Austrian Roman Catholic bishop (1813–1872)

Josef Fessler (1813-1872) was Roman Catholic Bishop of Sankt Pölten in Austria, a secretary of the First Vatican Council and an authority on patristics.

==Biography and works==
Josef Fessler was born to a peasant family on 2 December 1813, at Lochau near Bregenz in the Vorarlberg. His classical studies were done at Feldkirch, his philosophy at Innsbruck including a year of legal studies, and his theology at Brixen. He was ordained priest in 1837. After a year as master in a school at Innsbruck, he studied for two more years in Vienna life, then became professor of ecclesiastical history and canon law in the theological school at Brixen, 1841-52.

From 1856 to 1861, Fessler was professor of canon law in the University of Vienna, after making special studies for six months at Rome. He was consecrated as assistant bishop to the bishop of Brixen, Vinzenz Gasser, on 31 March 1862, and became his vicar-general for the Vorarlberg. On 23 September 1864, he was named by the emperor Bishop of St. Polten, not far from Vienna. When at Rome in 1867, he was named assistant at the papal throne.

In 1869, Pope Pius IX proposed Fessler to the Congregation for the direction of the coming Vatican Council as secretary to the council. The appointment was well received, the only objection being from Prospero Caterini, who thought the choice of an Austrian might make the other nations jealous. Fessler was informed of his appointment on 27 March, and as the pope wished him to come with all speed to Rome, he arrived there on 8 July, after hastily dispatching the business of his diocese.

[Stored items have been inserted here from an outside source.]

PR #4986, opened 2026-05-21
fix(sgd): correct SgdConfig::init doc and use impl Optimizer return type

### LINKED ISSUE #868: `SgdConfig` has bad documentation and a bad signature for `init`
Currently the documentation for the `init` method for `SgdConfig` states:

> Creates a new [SgdConfig](https://docs.rs/burn/latest/burn/optim/struct.SgdConfig.html) with default values.

This is wrong, as `init` methods of configs should create the thing they are configurating. Indeed this is what `init` for `SgdConfig` does.

Additionally the return type for the method is `OptimizerAdaptor<Sgd<...>, M, B>`, even though this may change in the future if `Sgd` were to not need an adaptor, or if optimizer adaptors were ever changed or scrapped. shouldn't ideally the return type be an `impl Optimizer`?

jaweed3:
Fixes SgdConfig::init:
- Correct doc: init creates optimizer, not config
- Use impl Optimizer<M> return type instead of concrete OptimizerAdaptor

Closes #868.

### DIFF
--- a/crates/burn-optim/src/optim/sgd.rs
+++ b/crates/burn-optim/src/optim/sgd.rs
@@ -48,7 +48,7 @@ impl SgdConfig {
         }
     }
 
-    /// Creates a new [SgdConfig](SgdConfig) with default values.
+    /// Initializes the SGD optimizer from the configuration.
     pub fn init<M: AutodiffModule>(&self) -> OptimizerAdaptor<Sgd, M> {
         let mut optim = OptimizerAdaptor::from(self.build());
         if let Some(config) = &self.gradient_clipping {


laggui (changes requested):
I'd keep the `OptimizerAdaptor` return type for now, it breaks the uniformity across the other optimizers. We probably need to revisit this as a whole instead of just changing the return type for one optimizer init.

The doc changes LGTM though 👍

jaweed3:
reverted the return type change, kept only the doc fix for now. thanks for the review!

laggui (approved):
Thanks!

PR #4987, opened 2026-05-21
fix(train): guard TUI metric navigation against empty state

### LINKED ISSUE #4964: TUI panics on arrow-key navigation before first metric is recorded
**Describe the bug**

The `burn-train` TUI metrics dashboard panics with `attempt to calculate the
remainder with a divisor of zero` if the **Left or Right arrow key** is pressed
*before any numeric metric has been recorded* — i.e. during the startup /
backend-autotune window, before the first training iteration produces metrics.

The panic kills the TUI rendering thread. Training keeps running on its own
thread, but the live dashboard is permanently dead and every subsequent metric
event logs `WARN burn_train::renderer::tui::renderer: Failed to send TUI event:
sending on a closed channel` (≈3 lines per iteration) for the rest of the run,
flooding the log.

Root cause is in `crates/burn-train/src/renderer/tui/
```rust
fn next_metric(&mut self) {
    self.selected = (self.selected + 1) % self.data.len();   // % 0  -> panic
}

fn previous_metric(&mut self) {
    if self.selected > 0 {
        self.selected -= 1;
    } else {
        self.selected = self.data.len() - 1;                 // 0usize - 1 -> panic
    }
}
```

`on_event` dispatches `KeyCode::Right -> next_metric()` and
`KeyCode::Left -> previous_metric()` with no empty-state guard, even though
`view()` already special-cases the empty state by returning
`NumericMetricView::None` when `self.names.is_empty()`. Before the first
`push()`, `self.data` (and `self.names`) is empty, so:

- `next_metric` does `% 0` → panic (`remainder with a divisor of zero`).
- `previous_metric` does `0usize - 1` → panic (subtract overflow / underflow).

**To Reproduce**

1. Run any training that uses the default renderer with the `tui` feature on a
   backend that autotunes at startup (e.g. `wgpu`), so there is a multi-second
   gap before the first metrics render — for example the
   [basic-workflow guide](https://burn.dev/books/burn/basic-workflow/) / MNIST
   example.
2. While the initial autotuning is still running (no metric/plot has appeared on
   the dashboard yet), press the **Right arrow** (or **Left arrow**) key.
3. The process panics:
   `panicked at .../burn-train-0.21.0/src/renderer/tui/metric_numeric.rs:163:25:
   attempt to calculate the remainder with a divisor of zero`.
4. The TUI thread dies; the remainder of the run logs
   `Failed to send TUI event: sending on a closed channel`.

(On Windows the navigation handler fires on key *release* rather than press;
same outcome.)

**Expected behavior**

Arrow-key navigation before any metric has been recorded should be a harmless
no-op, consistent with `view()` returning `NumericMetricView::None` when there
are no metrics. The TUI must never panic as a result of navigation input,
regardless of timing.

**Screenshots**

Not applicable (CLI). Log excerpt:

```
2026-05-16T16:41:47.382739Z ERROR burn_train::learner::application_logger: PANIC => panicked at C:\Users\…\burn-train-0.21.0\src\renderer\tui\metric_numeric.rs:163:25:
attempt to calculate the remainder with a divisor of zero
2026-05-16T16:41:48.876327Z  WARN burn_train::renderer::tui::renderer: Failed to send TUI event: sending on a closed channel
… (repeats ~3×/iteration for the rest of training)
```

- OS: Windows 11 Home 26200
- Browser: N/A (terminal CLI application)
- Version: `burn` / `burn-train` `0.21.0` (latest published; bug also present on
  `main`). Backend: `wgpu` (Vulkan, NVIDIA GeForce RTX 4090 Laptop GPU). Rust
  stable, edition 2024.

SAY-5:
### Checklist

### Related Issues/PRs

Fixes #4964.

### Changes

The TUI dashboard's Left/Right arrow handlers call `next_metric` and `previous_metric` in `renderer/tui/metric_numeric.rs`, which do `(selected + 1) % data.len()` and `data.len() - 1` unconditionally. Before the first metric is recorded (e.g. during backend autotune at startup), `data` is empty, so the first arrow press panics:

- Right arrow: `attempt to calculate the remainder with a divisor of zero` at `metric_numeric.rs:163`.
- Left arrow: `attempt to subtract with overflow` (`0usize - 1`).

The panic kills the TUI render thread; the remainder of the run floods the log with `Failed to send TUI event: sending on a closed channel`.

Return early when `data` is empty in both methods. This matches the empty state that `view()` already handles by returning `NumericMetricView::None`, and is a no-op for any non-empty state.

### Testing

- New unit test `metric_navigation_on_empty_state_is_a_no_op` in `renderer/tui/metric_numeric.rs` exercises both methods on the default (empty) state and asserts they do not panic. The test fails on `main` with the exact panic from the issue at `metric_numeric.rs:163` and passes with the fix.
- `cargo test -p burn-train --lib` — all 7 TUI-renderer tests pass (the new one plus the 6 existing).
- `cargo clippy -p burn-train --lib --tests --no-deps -- -D warnings` — clean.
- `cargo fmt --check -p burn-train` — clean.

### DIFF
--- a/crates/burn-train/src/renderer/tui/metric_numeric.rs
+++ b/crates/burn-train/src/renderer/tui/metric_numeric.rs
@@ -160,20 +160,22 @@ impl NumericMetricsState {
     }
 
     fn next_metric(&mut self) {
-        self.selected = (self.selected + 1) % {
-            let this = &self;
-            this.data.len()
-        };
+        let len = self.data.len();
+        if len == 0 {
+            return;
+        }
+        self.selected = (self.selected + 1) % len;
     }
 
     fn previous_metric(&mut self) {
+        let len = self.data.len();
+        if len == 0 {
+            return;
+        }
         if self.selected > 0 {
             self.selected -= 1;
         } else {
-            self.selected = ({
-                let this = &self;
-                this.data.len()
-            }) - 1;
+            self.selected = len - 1;
         }
     }
 
@@ -322,5 +324,24 @@ impl NumericMetricView<'_> {
             }
             Self::None => {}
         };
+    }
+}
+
+#[cfg(test)]
+mod tests {
+    use super::*;
+
+    #[test]
+    fn metric_navigation_on_empty_state_is_a_no_op() {
+        // Pressing Right or Left before any metric has been recorded must not
+        // panic. Previously this triggered `(0 + 1) % 0` and `0usize - 1` on
+        // the empty `data` map.
+        let mut state = NumericMetricsState::default();
+
+        state.next_metric();
+        state.previous_metric();
+
+        assert_eq!(state.selected, 0);
+        assert!(state.data.is_empty());
     }
 }


laggui (approved):
Thanks for fixing this

PR #4994, opened 2026-05-21
feat(dispatch): add remote backend

nathanielsimard:
Bring `burn-remote` to the new `Dispatch` backend and opaque `Device`:

  - Add `DispatchDevice::Remote(RemoteDevice)` and `DispatchTensorKind::Remote(BackendTensor<Remote>)`,
    gated by `feature = "remote"` on `burn-dispatch` and `burn-tensor`. `Remote` slots into the dispatch
    macros like any other backend; ops route through `BackendRouter` → `RouterTensor` →
    `OperationIr` over the existing WebSocket protocol.
  - Introduce an `inst!` helper macro so `Remote` (non-generic) coexists with the still-`<f32>`-generic
    backends in the dispatch macros, and align `NdArray`'s `cfg` in `backend_matrix!` with its variant
    `cfg` (a pre-existing asymmetry that broke `--features remote` builds).
  - Wire `Autodiff<Remote>` through all autodiff arms in `backend.rs`. Autodiff stays client-side: the
    server sees a flat op stream and doesn't know whether it's a forward or backward pass.
  - Expose `Device::remote(&str)` on the high-level opaque `Device`. Server side intentionally remains
    generic over `B: BackendIr` so user-defined backends can act as remote targets.
  - Cross-device transfers fall out of `backend_matrix!`: Local↔Remote uses the existing `TensorData`
    round-trip body; Remote↔Remote uses the optimized direct server→server transfer via `data_service`.

  ### Error handling

  `ProtocolClient::connect` now returns `Result<Channel, Error>` instead of `Option<Channel>` so the
  underlying cause flows through to callers. Connection failures in `burn-remote` worker and
  `data_service` panic with `Failed to open remote '<role>' channel to <address>: <error>. Is a
  burn-remote server running at that address?` rather than the previous `"Server to be accessible"`.
  The `parse_ws_address` helper is also lenient now — `Device::remote("localhost:3000")` auto-prepends
  `ws://`.

### Linked Issues

#4934


laggui (approved):
LGTM! Just need to fix cargo fmt

Issue #2062, opened 2020-12-08
"node build/server.js" can't find module "terraforming-mars\build\server.js


JeremyDietrich:
Hi there, I don't know much about how the files and stuff are supposed to work, but last time I downloaded this I followed the simple directions and it worked perfectly. I decided I wanted to get the newest stuff so I deleted my terraforming-mars directory for a fresh set of files, but now when I run the simple directions it breaks on "npm start" with the error message below. Any ideas what to do? Thanks, and sorry for the unhelpful comment!

> terraforming-mars@1.0.0 start C:\Users\me\terraforming-mars
> node build/server.js

internal/modules/cjs/loader.js:969
  throw err;
  ^

Error: Cannot find module 'C:\Users\me\terraforming-mars\build\server.js'
    at Function.Module._resolveFilename (internal/modules/cjs/loader.js:966:15)
    at Function.Module._load (internal/modules/cjs/loader.js:842:27)
    at Function.executeUserEntryPoint [as runMain] (internal/modules/run_main.js:71:12)
    at internal/main/run_main_module.js:17:47 {
  code: 'MODULE_NOT_FOUND',
  requireStack: []

kberg:
Just a guess: did you run npm install?

JeremyDietrich:
Yes, I ran git clone, npm install, npm start. The npm install had a couple of warnings that some optional dependencies were skipped, but no errors or vulnerabilities

bafolts:
You need to run `npm run build` now prior to `npm start`.

bafolts:
Instructions from README.md

https://github.com/bafolts/terraforming-mars#windows-or-linux-game-server-running

JeremyDietrich:
Ahhh, thanks, right missed that at the beginning. But now it says "cannot find module 'dotenv' "

JeremyDietrich:
OK I forgot to run "npm install" first this time, sorry about that. Re-trying now

JeremyDietrich:
Now there are almost 70k errors that seem to be linebreak-style errors...

bafolts:
Can you post what some of them are? I am not sure how many people build on windows machines. Nothing is OS specific as far as I know so this should build on any OS running node. Could be forgetting something though.

JeremyDietrich:
Every single one as far back as I can scroll is "error  Expected linebreaks to be 'LF' but found 'CRLF'  linebreak-style". And it built fine on Windows one or two months ago, when I last updated it

[...]

PR #2063, opened 2020-12-09
add gitattributes file for windows users

bafolts:
I don't use windows but I believe this will address issue reported in #2062 . New linting rule is checking for lines ending in LF.


kberg (approved):
Wish this was here when I worked those first three weeks on the project! :D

The Catholic Encyclopedia describes Fessler's work as secretary as giving "universal satisfaction", praising his "vast and intimate acquaintance with the Church Fathers and with ecclesiastical history" and his "thorough knowledge of canon law." The encyclopedia also speculates that the burden of the work may have contributed to his early death on 25 April 1872.

== Works ==
Fessler's works include:
- Über die Provincial-Concilien und Diöcesan-Synoden (Innsbruck, 1849), published at the request of the Episcopal Conference of Wurzburg
- Institutiones Patrologiae quas ad frequentiorem utiliorem et faciliorem SS. Patrum lectionem promovendam concinnavit J. Fessler (Innsbruck, 2 Volumes in octavo, 1850–1); reprinted (Innsbruck, 1890-6) by Bernard Jungmann
- Das letzte und das nächste allgemeine Konsil (Freiburg, 1869), published in advance of the First Vatican Council

After the First Vatican Council, Johann Friedrich von Schulte published a pamphlet opposing papal infallibility as defined at the council. Fessler responded with Die wahre und die falsche Unfehlbarkeit der Päpste (Vienna, 1871), which was translated into French by Emmanuel Cosquin and into English by Ambrose St. John (The True and False Infallibility of the Popes, London, 1875). In this brochure, Fessler argued for a definition of infallibility based on the writings of Italian Ultramontane theologians including Robert Bellarmine, Pietro Ballerini, and Giovanni Perrone. Karl Josef von Hefele, the Bishop of Rottenburg, who had previously opposed the doctrine of infaillibility, wrote in support of Fessler's position, and Pius IX published a Brief approving it.

==Sources and references==

- Anton Erdinger, Dr. Joseph Fessler, Bischof v. St. Polten, ein Lebensbild (Brixen, 1874)
- Mitterrutzner in Kirchenlexikon
- Theodor Granderath and Konrad Kirch, Geschichte des Vatiannischen Konzils (Freiburg im Breisgau, 2 volumes, 1903).